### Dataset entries
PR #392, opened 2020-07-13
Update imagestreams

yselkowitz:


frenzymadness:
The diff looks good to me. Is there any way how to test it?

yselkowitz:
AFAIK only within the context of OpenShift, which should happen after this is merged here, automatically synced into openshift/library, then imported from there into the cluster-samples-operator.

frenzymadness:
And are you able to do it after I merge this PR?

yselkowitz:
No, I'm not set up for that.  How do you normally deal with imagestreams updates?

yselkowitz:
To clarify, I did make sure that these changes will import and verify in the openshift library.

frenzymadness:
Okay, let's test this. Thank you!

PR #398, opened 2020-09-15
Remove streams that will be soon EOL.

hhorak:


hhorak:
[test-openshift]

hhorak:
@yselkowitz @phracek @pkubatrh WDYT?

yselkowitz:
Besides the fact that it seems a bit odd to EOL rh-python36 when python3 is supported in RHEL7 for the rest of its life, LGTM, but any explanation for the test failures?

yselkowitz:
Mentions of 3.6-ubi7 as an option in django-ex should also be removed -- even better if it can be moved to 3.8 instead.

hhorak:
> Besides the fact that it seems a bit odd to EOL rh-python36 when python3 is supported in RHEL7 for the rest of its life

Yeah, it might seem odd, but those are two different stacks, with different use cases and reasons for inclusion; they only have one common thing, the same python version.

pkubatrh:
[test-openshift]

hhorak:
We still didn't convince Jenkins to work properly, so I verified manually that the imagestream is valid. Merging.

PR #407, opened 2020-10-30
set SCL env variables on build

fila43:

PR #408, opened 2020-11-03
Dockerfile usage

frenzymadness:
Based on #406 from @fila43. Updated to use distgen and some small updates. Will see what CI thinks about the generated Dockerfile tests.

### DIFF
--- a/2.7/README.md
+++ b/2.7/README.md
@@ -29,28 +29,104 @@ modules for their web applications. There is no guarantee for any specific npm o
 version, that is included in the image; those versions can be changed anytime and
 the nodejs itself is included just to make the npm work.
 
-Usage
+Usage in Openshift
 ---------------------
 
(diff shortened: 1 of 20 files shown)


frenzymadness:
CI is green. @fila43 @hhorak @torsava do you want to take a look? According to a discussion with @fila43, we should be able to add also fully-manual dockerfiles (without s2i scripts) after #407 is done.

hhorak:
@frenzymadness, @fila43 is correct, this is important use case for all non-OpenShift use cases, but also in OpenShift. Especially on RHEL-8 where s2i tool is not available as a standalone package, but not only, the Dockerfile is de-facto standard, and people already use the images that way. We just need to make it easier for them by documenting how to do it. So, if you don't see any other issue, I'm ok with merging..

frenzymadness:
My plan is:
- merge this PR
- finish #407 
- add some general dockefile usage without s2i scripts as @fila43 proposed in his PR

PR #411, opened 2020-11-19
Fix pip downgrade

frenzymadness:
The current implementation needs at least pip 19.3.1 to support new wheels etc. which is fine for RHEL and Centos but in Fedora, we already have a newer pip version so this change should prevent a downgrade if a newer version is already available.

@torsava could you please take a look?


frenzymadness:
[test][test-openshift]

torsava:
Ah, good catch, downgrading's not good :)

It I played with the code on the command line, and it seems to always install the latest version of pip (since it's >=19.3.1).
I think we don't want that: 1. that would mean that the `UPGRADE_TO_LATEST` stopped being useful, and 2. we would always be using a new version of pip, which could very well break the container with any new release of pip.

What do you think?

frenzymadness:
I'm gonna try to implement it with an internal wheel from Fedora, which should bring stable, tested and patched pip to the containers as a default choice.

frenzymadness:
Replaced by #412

---

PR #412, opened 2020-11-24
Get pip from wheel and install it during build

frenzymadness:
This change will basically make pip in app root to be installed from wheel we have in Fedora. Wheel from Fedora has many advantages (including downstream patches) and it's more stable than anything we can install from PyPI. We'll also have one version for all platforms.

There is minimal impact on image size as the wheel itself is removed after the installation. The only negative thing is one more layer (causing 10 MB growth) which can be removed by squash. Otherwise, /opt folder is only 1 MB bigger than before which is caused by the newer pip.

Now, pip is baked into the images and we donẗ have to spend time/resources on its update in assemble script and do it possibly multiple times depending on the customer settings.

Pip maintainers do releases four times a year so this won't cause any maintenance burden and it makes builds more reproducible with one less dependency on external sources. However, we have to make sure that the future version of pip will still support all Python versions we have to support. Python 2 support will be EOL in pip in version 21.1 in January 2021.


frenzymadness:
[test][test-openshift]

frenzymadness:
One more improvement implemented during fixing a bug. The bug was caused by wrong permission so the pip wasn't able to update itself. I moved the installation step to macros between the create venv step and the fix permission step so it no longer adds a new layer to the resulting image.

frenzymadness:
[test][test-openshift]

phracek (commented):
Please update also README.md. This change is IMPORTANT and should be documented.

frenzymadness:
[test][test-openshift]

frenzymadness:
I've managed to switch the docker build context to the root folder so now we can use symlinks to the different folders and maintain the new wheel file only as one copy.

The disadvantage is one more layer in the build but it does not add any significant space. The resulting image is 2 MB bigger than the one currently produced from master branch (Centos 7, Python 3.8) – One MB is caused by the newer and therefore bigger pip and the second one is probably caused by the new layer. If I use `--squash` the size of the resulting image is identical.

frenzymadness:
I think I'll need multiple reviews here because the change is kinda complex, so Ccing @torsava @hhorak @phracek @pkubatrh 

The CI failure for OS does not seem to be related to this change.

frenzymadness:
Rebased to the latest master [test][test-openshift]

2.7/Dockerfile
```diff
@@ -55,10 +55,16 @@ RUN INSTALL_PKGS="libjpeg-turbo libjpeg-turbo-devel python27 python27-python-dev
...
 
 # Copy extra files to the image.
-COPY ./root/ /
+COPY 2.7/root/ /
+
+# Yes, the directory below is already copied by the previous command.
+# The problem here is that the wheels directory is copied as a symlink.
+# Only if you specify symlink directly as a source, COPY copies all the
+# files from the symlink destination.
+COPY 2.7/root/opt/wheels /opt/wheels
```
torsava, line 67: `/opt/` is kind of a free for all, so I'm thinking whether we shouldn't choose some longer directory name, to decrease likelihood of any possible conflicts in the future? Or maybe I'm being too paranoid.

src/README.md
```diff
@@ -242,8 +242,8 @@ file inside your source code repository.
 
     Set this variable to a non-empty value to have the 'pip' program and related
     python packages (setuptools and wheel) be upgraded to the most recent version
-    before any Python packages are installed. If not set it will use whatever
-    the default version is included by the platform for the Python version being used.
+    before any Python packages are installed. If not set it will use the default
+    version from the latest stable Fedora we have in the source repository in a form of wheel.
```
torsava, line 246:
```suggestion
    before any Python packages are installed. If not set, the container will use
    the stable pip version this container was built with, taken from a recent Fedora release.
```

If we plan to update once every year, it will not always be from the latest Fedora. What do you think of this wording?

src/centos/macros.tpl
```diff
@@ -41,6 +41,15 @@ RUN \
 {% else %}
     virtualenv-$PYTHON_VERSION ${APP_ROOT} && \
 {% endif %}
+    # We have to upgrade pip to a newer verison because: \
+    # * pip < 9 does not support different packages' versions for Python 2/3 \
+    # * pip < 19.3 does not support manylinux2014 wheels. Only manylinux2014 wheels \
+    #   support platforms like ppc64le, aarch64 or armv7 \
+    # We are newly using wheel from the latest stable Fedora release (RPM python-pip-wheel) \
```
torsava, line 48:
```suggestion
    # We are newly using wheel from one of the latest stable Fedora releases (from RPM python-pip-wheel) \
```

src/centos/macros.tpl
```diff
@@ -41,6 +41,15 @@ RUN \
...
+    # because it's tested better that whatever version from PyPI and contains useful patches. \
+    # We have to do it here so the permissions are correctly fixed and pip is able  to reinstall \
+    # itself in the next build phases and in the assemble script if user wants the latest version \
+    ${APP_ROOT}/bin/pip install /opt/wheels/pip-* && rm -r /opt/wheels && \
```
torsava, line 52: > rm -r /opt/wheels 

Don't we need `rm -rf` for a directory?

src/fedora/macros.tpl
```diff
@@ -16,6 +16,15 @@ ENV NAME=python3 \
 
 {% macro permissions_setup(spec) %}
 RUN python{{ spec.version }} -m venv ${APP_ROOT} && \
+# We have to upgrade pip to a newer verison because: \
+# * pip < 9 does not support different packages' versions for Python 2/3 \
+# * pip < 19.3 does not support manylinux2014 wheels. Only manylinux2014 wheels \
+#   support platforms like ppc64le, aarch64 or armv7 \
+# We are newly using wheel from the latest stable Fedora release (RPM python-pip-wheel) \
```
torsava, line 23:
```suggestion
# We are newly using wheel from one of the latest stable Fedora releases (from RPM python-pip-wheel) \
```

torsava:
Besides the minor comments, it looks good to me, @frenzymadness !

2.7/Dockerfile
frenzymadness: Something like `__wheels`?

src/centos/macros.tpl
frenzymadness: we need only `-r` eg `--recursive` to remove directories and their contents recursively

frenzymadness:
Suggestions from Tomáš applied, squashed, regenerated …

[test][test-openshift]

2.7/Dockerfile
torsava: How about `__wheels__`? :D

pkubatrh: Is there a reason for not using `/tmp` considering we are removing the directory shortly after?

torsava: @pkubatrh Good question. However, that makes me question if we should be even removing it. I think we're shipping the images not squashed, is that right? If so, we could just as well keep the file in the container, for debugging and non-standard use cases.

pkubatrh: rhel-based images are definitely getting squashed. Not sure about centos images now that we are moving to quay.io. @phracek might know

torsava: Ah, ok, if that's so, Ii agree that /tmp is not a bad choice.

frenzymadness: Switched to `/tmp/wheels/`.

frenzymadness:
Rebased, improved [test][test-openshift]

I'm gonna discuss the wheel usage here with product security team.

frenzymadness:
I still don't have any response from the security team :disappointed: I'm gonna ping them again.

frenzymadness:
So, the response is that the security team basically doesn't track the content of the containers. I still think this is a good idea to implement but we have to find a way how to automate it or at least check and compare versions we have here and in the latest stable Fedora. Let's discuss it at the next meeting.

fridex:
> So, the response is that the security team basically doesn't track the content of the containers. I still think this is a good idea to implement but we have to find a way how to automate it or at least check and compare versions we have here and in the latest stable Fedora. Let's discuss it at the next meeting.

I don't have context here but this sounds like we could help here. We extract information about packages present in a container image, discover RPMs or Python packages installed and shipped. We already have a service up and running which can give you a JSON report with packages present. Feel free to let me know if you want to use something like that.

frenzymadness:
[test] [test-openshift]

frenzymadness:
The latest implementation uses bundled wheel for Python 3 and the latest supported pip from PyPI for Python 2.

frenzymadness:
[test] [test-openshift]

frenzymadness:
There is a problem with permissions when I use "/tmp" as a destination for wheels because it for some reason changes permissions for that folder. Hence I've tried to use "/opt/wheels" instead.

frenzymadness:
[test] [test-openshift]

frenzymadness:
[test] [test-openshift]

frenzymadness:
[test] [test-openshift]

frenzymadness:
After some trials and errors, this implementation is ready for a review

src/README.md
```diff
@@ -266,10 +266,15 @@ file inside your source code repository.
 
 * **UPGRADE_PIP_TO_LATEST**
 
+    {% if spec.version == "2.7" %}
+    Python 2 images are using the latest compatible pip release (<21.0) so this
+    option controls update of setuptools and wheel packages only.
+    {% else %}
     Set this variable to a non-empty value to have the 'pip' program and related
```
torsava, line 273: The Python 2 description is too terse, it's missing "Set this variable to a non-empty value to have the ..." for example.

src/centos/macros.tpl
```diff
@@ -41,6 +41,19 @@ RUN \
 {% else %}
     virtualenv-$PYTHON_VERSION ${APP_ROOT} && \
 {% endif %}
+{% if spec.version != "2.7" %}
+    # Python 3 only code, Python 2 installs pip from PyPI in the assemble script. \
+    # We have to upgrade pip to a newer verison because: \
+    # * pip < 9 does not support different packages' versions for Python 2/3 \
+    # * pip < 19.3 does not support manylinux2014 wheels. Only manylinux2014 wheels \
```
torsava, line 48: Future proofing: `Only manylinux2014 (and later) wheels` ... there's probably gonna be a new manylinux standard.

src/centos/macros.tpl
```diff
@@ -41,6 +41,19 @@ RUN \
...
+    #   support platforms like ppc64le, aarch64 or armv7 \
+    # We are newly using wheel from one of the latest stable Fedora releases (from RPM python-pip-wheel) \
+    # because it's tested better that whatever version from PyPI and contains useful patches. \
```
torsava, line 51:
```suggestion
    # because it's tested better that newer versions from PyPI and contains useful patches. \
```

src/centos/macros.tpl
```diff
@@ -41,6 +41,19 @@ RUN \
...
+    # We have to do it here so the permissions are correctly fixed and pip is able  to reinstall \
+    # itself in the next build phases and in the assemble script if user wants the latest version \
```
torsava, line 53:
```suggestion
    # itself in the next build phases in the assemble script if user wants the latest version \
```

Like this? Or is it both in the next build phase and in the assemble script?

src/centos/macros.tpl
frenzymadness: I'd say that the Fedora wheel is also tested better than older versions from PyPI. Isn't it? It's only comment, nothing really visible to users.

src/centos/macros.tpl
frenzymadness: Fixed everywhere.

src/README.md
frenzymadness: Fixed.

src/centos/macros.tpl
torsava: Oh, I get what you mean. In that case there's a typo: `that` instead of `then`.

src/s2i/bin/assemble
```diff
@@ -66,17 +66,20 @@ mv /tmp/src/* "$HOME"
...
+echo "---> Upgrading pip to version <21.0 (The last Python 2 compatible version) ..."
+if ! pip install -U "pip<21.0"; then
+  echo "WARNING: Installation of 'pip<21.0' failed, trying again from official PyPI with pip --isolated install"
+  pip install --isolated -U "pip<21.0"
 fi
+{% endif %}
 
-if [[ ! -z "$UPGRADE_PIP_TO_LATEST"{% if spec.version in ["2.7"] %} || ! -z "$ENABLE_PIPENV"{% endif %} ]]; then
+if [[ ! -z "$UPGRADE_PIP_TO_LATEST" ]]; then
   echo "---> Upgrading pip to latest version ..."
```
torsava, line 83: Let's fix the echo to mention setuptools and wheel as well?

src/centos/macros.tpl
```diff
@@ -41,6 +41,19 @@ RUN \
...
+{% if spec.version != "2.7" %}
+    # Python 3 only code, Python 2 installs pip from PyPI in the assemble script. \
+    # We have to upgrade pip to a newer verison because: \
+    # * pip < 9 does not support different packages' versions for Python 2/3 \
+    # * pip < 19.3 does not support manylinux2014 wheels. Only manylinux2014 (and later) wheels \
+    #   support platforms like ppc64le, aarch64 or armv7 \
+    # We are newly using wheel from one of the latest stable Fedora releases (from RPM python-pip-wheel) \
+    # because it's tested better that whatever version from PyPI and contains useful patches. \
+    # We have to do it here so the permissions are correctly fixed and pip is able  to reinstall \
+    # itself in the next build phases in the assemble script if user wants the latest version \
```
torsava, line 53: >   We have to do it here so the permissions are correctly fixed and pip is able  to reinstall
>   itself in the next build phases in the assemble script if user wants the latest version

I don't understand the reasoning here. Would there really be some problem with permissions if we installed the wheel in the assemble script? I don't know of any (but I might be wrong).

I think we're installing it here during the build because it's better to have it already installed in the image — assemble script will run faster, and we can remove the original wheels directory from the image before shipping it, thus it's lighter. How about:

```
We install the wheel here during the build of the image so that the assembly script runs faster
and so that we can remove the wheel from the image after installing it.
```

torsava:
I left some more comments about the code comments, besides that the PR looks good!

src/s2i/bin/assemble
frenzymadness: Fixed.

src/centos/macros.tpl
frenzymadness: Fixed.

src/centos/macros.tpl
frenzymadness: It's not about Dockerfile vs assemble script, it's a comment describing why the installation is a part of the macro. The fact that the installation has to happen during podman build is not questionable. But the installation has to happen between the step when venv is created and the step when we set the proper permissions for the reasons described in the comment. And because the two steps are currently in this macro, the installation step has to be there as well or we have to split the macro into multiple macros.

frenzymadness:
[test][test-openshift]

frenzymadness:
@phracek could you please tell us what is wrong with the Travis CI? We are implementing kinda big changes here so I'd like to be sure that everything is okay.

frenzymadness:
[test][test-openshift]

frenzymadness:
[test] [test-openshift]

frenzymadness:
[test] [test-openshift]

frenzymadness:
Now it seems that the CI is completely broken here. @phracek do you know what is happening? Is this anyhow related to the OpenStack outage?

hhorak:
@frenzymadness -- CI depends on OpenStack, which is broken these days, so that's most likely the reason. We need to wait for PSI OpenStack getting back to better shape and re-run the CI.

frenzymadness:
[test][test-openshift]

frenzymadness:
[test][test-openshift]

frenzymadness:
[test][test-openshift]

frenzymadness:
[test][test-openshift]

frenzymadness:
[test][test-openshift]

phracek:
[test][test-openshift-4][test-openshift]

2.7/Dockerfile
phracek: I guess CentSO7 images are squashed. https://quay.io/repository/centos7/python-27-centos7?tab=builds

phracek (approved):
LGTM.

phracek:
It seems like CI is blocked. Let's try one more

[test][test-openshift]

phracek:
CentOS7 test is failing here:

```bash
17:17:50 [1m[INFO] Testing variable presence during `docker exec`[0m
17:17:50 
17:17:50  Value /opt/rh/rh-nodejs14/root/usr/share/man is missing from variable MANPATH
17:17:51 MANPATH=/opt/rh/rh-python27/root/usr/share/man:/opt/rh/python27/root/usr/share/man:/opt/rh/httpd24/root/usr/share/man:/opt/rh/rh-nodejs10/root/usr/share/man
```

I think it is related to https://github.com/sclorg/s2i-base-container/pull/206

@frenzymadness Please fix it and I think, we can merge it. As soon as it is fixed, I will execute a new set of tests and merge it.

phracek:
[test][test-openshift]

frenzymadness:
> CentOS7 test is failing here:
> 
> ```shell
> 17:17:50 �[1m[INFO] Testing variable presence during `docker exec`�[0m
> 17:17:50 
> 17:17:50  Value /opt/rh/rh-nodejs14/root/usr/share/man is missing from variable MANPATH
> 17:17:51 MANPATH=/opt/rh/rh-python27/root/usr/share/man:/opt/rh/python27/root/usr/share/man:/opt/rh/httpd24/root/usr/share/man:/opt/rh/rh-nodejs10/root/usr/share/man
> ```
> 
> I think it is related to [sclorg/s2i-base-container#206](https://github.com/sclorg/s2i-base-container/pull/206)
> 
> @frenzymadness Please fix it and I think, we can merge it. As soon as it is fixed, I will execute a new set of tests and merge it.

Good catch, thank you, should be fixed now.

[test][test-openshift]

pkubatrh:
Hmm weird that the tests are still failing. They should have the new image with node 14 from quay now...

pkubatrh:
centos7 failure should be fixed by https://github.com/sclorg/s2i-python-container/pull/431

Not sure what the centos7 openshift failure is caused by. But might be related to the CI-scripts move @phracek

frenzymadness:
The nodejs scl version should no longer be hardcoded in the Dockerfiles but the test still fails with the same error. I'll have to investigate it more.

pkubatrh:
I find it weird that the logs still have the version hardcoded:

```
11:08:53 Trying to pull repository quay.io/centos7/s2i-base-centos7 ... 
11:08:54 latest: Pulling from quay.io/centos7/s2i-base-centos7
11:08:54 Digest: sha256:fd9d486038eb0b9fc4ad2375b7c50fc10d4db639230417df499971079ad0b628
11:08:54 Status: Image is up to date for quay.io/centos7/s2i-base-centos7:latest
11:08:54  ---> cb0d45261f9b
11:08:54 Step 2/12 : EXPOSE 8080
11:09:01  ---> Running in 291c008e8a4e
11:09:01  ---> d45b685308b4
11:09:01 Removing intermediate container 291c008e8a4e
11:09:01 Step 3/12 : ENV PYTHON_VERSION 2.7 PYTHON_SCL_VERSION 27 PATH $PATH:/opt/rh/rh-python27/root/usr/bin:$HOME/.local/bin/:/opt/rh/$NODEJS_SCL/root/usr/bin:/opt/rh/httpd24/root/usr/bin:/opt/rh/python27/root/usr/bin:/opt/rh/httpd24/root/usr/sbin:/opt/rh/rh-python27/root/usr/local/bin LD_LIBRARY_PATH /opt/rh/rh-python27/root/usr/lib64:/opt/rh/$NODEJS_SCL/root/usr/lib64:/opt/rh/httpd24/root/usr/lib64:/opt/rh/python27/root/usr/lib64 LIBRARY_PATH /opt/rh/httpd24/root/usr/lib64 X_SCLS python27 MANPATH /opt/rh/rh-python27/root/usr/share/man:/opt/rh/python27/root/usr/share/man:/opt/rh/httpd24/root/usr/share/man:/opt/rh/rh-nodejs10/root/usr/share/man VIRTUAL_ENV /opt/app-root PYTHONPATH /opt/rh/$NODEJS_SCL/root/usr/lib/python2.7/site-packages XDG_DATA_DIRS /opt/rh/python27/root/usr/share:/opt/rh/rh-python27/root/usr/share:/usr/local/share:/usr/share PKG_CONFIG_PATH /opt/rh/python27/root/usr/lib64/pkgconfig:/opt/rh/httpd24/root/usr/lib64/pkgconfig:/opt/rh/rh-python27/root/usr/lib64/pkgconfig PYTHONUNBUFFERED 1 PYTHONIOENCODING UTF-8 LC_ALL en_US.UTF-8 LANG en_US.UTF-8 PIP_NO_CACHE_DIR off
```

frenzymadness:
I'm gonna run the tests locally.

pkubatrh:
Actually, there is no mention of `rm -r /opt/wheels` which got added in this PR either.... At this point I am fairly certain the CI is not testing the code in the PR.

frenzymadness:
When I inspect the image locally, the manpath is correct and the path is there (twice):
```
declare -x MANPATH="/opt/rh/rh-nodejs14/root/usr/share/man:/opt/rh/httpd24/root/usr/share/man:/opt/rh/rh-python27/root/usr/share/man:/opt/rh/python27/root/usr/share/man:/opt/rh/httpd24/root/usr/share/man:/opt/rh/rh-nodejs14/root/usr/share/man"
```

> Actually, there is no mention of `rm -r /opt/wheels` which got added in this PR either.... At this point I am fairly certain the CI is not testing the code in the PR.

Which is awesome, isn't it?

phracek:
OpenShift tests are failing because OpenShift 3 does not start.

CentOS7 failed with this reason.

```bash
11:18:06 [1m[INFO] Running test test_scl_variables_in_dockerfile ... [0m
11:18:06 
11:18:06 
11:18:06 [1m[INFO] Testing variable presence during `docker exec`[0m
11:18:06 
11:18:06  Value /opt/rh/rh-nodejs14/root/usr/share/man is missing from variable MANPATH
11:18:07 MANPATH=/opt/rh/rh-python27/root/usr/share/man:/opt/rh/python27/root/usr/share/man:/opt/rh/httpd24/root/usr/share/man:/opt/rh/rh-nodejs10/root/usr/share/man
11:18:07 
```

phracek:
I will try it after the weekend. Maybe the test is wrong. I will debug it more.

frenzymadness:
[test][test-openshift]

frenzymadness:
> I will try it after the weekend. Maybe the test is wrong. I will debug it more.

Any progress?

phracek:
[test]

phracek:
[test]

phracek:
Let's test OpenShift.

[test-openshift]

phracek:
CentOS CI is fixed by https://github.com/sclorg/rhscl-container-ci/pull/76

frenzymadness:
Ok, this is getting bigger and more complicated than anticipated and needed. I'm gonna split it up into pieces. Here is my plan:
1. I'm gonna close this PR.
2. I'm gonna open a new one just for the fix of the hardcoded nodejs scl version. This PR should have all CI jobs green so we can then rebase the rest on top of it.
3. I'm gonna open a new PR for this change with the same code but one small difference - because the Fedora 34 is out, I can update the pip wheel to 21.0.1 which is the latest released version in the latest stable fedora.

### WHAT IS REQUIRED
Return every line above that contains the word "those".

### WRITTEN RESPONSE
Yeah, it might seem odd, but those are two different stacks, with different use cases and reasons for inclusion; they only have one common thing, the same python version.
 version, that is included in the image; those versions can be changed anytime and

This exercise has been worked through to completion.